Por dentro estaba limpia como los chorros del oro y lo más ordenada posible. Había una mesa y un reloj de Dutch y una cómoda, y sobre la cómoda una bandeja de té, en la que ha­bía pintada una señora con una sombrilla paseándose con un niño de aspecto marcial que jugaba al aro. La bandeja estaba sostenida por una Biblia. Si la bandeja se hubiese escurrido habría arrastrado en su caída gran cantidad de tazas, platillos, y una tetera que estaban agrupados su alrededor. En las pare­des había algunas láminas con marcos y cristal: eran imágenes de la Sagrada Escritura. Después no he podido verlas en manos de los vendedores ambulantes sin contemplar al mismo tiempo el interior completo de la casa del hermano de Peggotty. Abrahán, de rojo, disponiéndose a sacrificar a Isaac, de azul, y Daniel, de amarillo, dentro de un foso de leones, verdes, eran los más notables. Sobre la repisita de la chimenea había un cuadro de la lúgubre Shara Jane, comprado en Sunderland, que tenía una mujercita en relieve: un trabajo de arte, de composición y de carpintería que yo con­sideraba como una de las cosas más deseables que podía ofrecer el mundo. En las vigas del techo había varios gan­chos, cuyo uso no adiviné entonces; algunos baúles y cajo­nes servían de asiento, aumentando así el número de sillas.
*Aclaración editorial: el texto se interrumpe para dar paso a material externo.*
PR #3266, opened 2026-04-11
fix: resolve 4 production TypeScript type errors

la14-1:
**Why:** `tsc --noEmit` reports 4 type errors in production code (non-test files). While these don't cause runtime failures today (Bun doesn't enforce types at runtime), they mask real type-safety gaps:

1. **`delete.ts:323`** — `SpawnRecordSchema` allows `id` to be optional (for backwards compat), but `SpawnRecord` interface requires it. Records without an `id` could silently slip into `SpawnRecord[]` arrays.
2. **`run.ts:1199,1202`** — `conn.server_id` / `conn.server_name` are `string | undefined` but passed to `validateServerIdentifier(string)` inside closures where TypeScript can't narrow.
3. **`local.ts:86`** — `ReadonlyArray<string>` not assignable to `string[]` expected by `Bun.spawn`.

**Fixes:**
- `delete.ts`: Filter for `result.output.id` before pushing, spread with explicit `id` field
- `run.ts`: Capture optional fields in local variables for proper narrowing
- `local.ts`: Spread `ReadonlyArray` into mutable array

Todo esto lo vi, nada más franquear la puerta, de un pri­mer vistazo, de acuerdo con mi teoría de observación infan­til. Después, Peggotty, abriendo una puertecita, me enseñó mi habitación. Era la habitación más completa y deseable que he visto en mi vida. Estaba en la popa del barco y tenía una ventanita, que era el sitio por donde antes pasaban el ti­món; un espejito estaba colgado en la pared, precisamente a mi altura, con su marco de conchas; también había un ramo de plantas marinas en un cacharro azul, encima de la mesi­lla, y una cainita con el sitio suficiente para meterse en ella. Las paredes eran blancas como la leche, y la colcha, hecha de retales, me cegaba con la brillantez de sus colores.
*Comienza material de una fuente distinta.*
PR #3271, opened 2026-04-11
fix: always fetch manifest from GitHub, cache is offline-only

AhmedTMM:
## Summary
- Manifest is now always fetched fresh from GitHub on every run
- Disk cache is only used when the network is unreachable (offline fallback)
- Removed `CACHE_TTL` and `tryLoadFromDiskCache` — no more cache-first path

## Why
The 1h cache TTL could get stuck stale if GitHub fetches failed silently. Users would see a 14-day-old manifest missing new agents/clouds (like Daytona and Pi) with no way to fix it except manually deleting the cache file.

## Trade-off
Each `spawn` run now makes a ~10KB network request to GitHub. The 10s timeout ensures it doesn't block if GitHub is slow. For users who run spawn frequently, the in-memory cache still works within the same process.

## Test plan
- [x] 2043 tests pass (updated 1 test that expected cache-first behavior)
- [x] Biome lint clean

### DIFF
--- a/packages/cli/package.json
+++ b/packages/cli/package.json
@@ -1,6 +1,6 @@
 {
   "name": "@openrouter/spawn",
-  "version": "0.32.4",
+  "version": "0.32.5",
   "type": "module",
   "bin": {
     "spawn": "cli.js"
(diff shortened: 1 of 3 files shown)


AhmedTMM:
Superseded by #3272 — same approach but with 3s timeout instead of 10s for bad wifi.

Una cosa que observé con interés en aquella deliciosa casita fue el olor a pescado; tan penetrante, que cuando sa­caba el pañuelo para sonarme olía como si hubiera servido para envolver una langosta. Cuando confié este descubri­miento a Peggotty, me dijo que su hermano se dedicaba a la venta de cangrejos y langostas, y, en efecto, después encon­tré gran cantidad de ellos en un montón inmenso. No sabían estar un momento sin pinchar todo lo que encontraban en un pequeño pilón de madera que había fuera de la casa, y en el que también se metían los pucheros y cacerolas.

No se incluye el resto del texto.